**Exercise objective**. The records below must be transcribed precisely and in full.

[Collected data]
Issue #8900, opened 2024-03-07
<calcite-action> has a different size depending on whether text is enabled (in small scale)


hcampos-professional:
### Check existing issues

- [X] I have [checked for existing issues](https://github.com/Esri/calcite-design-system/issues) to avoid duplicates

### Actual Behavior

A `<calcite-action>` without `text` and with `scale="s"` is smaller than when `text` is specified but `text-enabled` is `false` (the default):

```html
<-- Text and icon, 32px tall -->
<calcite-action scale="s" icon="home" text="hello" text-enabled></calcite-action>

<-- Only icon, 32px tall -->
<calcite-action scale="s" icon="home" text="hello"></calcite-action>

<-- Only icon, 24px tall -->
<calcite-action scale="s" icon="home"></calcite-action>
```

![CleanShot 2024-03-07 at 08 59 22](https://github.com/Esri/calcite-design-system/assets/136828178/a36d280d-a111-43eb-a2ea-b54fa69b867f)

### Expected Behavior

I would expect the component to have the same height in the two examples where only the icon is shown. If the text isn't visible, the fact that the attribute is set shouldn't cause the component to get a different height.

### Reproduction Sample

https://codepen.io/hccampos/pen/PogPXrY

### Reproduction Steps

1. Open https://codepen.io/hccampos/pen/PogPXrY
2. Notice that the last row is 24px whereas the others are 32px.

### Reproduction Version

2.6.0

### Priority impact

p4 - not time sensitive

### Calcite package

- [X] @esri/calcite-components
- [ ] @esri/calcite-components-angular
- [ ] @esri/calcite-components-react
- [ ] @esri/calcite-design-tokens
- [ ] @esri/eslint-plugin-calcite-components

### Esri team

ArcGIS Maps SDK for JavaScript

PR #9051, opened 2024-04-03
fix(action): maintain equal height when text is not enabled in a small scale

driskull:
**Related Issue:** #8900

## Summary

- Maintain equal height when text is not enabled in a small scale
- Add screenshot test

### DIFF
--- a/packages/calcite-components/src/components/action/action.stories.ts
+++ b/packages/calcite-components/src/components/action/action.stories.ts
@@ -210,6 +210,20 @@ export const indicatorNoTextEnabledNoIcon_TestOnly = (): string => html`
   <calcite-action indicator active text="click-me"></calcite-action>
 `;
 
+export const noTextHeight_TestOnly = (): string =>
+  html`<h2>All actions should be the same height</h2>
+    <div style="width: min-content">
+      <div style="border: solid 1px">
+        <calcite-action text="hello" text-enabled icon="home" scale="s"></calcite-action>
+      </div>
+      <div style="border: solid 1px">
+        <calcite-action text="hello" icon="home" scale="s"></calcite-action>
+      </div>
+      <div style="border: solid 1px">
+        <calcite-action icon="home" scale="s"></calcite-action>
+      </div>
+    </div>`;
+
 export const arabicLocale_TestOnly = (): string => html`
   <calcite-action
     dir="rtl"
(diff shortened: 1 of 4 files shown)


packages/calcite-components/src/components/action/action.tsx
```diff
@@ -299,7 +299,10 @@ export class Action
       buttonId,
       messages,
     } = this;
-    const ariaLabel = `${label || text}${indicator ? ` (${messages.indicator})` : ""}`;
+    const labelFallback = label || text;
+    const ariaLabel = labelFallback
+      ? `${labelFallback}${indicator ? ` (${messages.indicator})` : ""}`
```
jcfranco, line 304: This should use a localized template. Since this is already in production, can you create an issue? We can link to action’s doc site page for the repro case since this is a screen reader label.

packages/calcite-components/src/components/action/action.stories.ts
```diff
@@ -210,6 +210,20 @@ export const indicatorNoTextEnabledNoIcon_TestOnly = (): string => html`
   <calcite-action indicator active text="click-me"></calcite-action>
 `;
 
+export const noTextHeight_TestOnly = (): string =>
+  html`<h2>All actions should be the same height</h2>
```
jcfranco, line 214: 🏆

jcfranco (approved):
Noice!

packages/calcite-components/src/components/action/action.tsx
driskull: created https://github.com/Esri/calcite-design-system/issues/9071

ashetland:
Is this another "bug" where the fix might be seen as breaking? Seems like something we should correct, but maybe it should wait? cc @jcfranco

driskull:
Are the height differences also in Figma? I would consider this a fix if not.

SkyeSeitz:
The height differences are not present in Figma. The height of the Action remains the same regardless if text is enabled.

ashetland:
If we're okay with moving forward with this I can review the screenshots and add the `visual changes` label to the issue.

driskull:
Lets see what @jcfranco thinks. I think we can do it if we consider it a bug.

jcfranco:
Sorry for the late reply. We should treat this one as a bug/fix since the design spec has no height differences.

driskull:
@ashetland can you review and accept the screenshot tests?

**Task result**.
Issue #8900, opened 2024-03-07
<calcite-action> has a different size depending on whether text is enabled (in small scale)


hcampos-professional:
### Check existing issues

- [X] I have [checked for existing issues](https://github.com/Esri/calcite-design-system/issues) to avoid duplicates

### Actual Behavior

A `<calcite-action>` without `text` and with `scale="s"` is smaller than when `text` is specified but `text-enabled` is `false` (the default):

```html
<-- Text and icon, 32px tall -->
<calcite-action scale="s" icon="home" text="hello" text-enabled></calcite-action>

<-- Only icon, 32px tall -->
<calcite-action scale="s" icon="home" text="hello"></calcite-action>

<-- Only icon, 24px tall -->
<calcite-action scale="s" icon="home"></calcite-action>
```

![CleanShot 2024-03-07 at 08 59 22](https://github.com/Esri/calcite-design-system/assets/136828178/a36d280d-a111-43eb-a2ea-b54fa69b867f)

### Expected Behavior

I would expect the component to have the same height in the two examples where only the icon is shown. If the text isn't visible, the fact that the attribute is set shouldn't cause the component to get a different height.

### Reproduction Sample

https://codepen.io/hccampos/pen/PogPXrY

### Reproduction Steps

1. Open https://codepen.io/hccampos/pen/PogPXrY
2. Notice that the last row is 24px whereas the others are 32px.

### Reproduction Version

2.6.0

### Priority impact

p4 - not time sensitive

### Calcite package

- [X] @esri/calcite-components
- [ ] @esri/calcite-components-angular
- [ ] @esri/calcite-components-react
- [ ] @esri/calcite-design-tokens
- [ ] @esri/eslint-plugin-calcite-components

### Esri team

ArcGIS Maps SDK for JavaScript

PR #9051, opened 2024-04-03
fix(action): maintain equal height when text is not enabled in a small scale

driskull:
**Related Issue:** #8900

## Summary

- Maintain equal height when text is not enabled in a small scale
- Add screenshot test

### DIFF
--- a/packages/calcite-components/src/components/action/action.stories.ts
+++ b/packages/calcite-components/src/components/action/action.stories.ts
@@ -210,6 +210,20 @@ export const indicatorNoTextEnabledNoIcon_TestOnly = (): string => html`
   <calcite-action indicator active text="click-me"></calcite-action>
 `;
 
+export const noTextHeight_TestOnly = (): string =>
+  html`<h2>All actions should be the same height</h2>
+    <div style="width: min-content">
+      <div style="border: solid 1px">
+        <calcite-action text="hello" text-enabled icon="home" scale="s"></calcite-action>
+      </div>
+      <div style="border: solid 1px">
+        <calcite-action text="hello" icon="home" scale="s"></calcite-action>
+      </div>
+      <div style="border: solid 1px">
+        <calcite-action icon="home" scale="s"></calcite-action>
+      </div>
+    </div>`;
+
 export const arabicLocale_TestOnly = (): string => html`
   <calcite-action
     dir="rtl"
(diff shortened: 1 of 4 files shown)


packages/calcite-components/src/components/action/action.tsx
```diff
@@ -299,7 +299,10 @@ export class Action
       buttonId,
       messages,
     } = this;
-    const ariaLabel = `${label || text}${indicator ? ` (${messages.indicator})` : ""}`;
+    const labelFallback = label || text;
+    const ariaLabel = labelFallback
+      ? `${labelFallback}${indicator ? ` (${messages.indicator})` : ""}`
```
jcfranco, line 304: This should use a localized template. Since this is already in production, can you create an issue? We can link to action’s doc site page for the repro case since this is a screen reader label.

packages/calcite-components/src/components/action/action.stories.ts
```diff
@@ -210,6 +210,20 @@ export const indicatorNoTextEnabledNoIcon_TestOnly = (): string => html`
   <calcite-action indicator active text="click-me"></calcite-action>
 `;
 
+export const noTextHeight_TestOnly = (): string =>
+  html`<h2>All actions should be the same height</h2>
```
jcfranco, line 214: 🏆

jcfranco (approved):
Noice!

packages/calcite-components/src/components/action/action.tsx
driskull: created https://github.com/Esri/calcite-design-system/issues/9071

ashetland:
Is this another "bug" where the fix might be seen as breaking? Seems like something we should correct, but maybe it should wait? cc @jcfranco

driskull:
Are the height differences also in Figma? I would consider this a fix if not.

SkyeSeitz:
The height differences are not present in Figma. The height of the Action remains the same regardless if text is enabled.

ashetland:
If we're okay with moving forward with this I can review the screenshots and add the `visual changes` label to the issue.

driskull:
Lets see what @jcfranco thinks. I think we can do it if we consider it a bug.

jcfranco:
Sorry for the late reply. We should treat this one as a bug/fix since the design spec has no height differences.

driskull:
@ashetland can you review and accept the screenshot tests?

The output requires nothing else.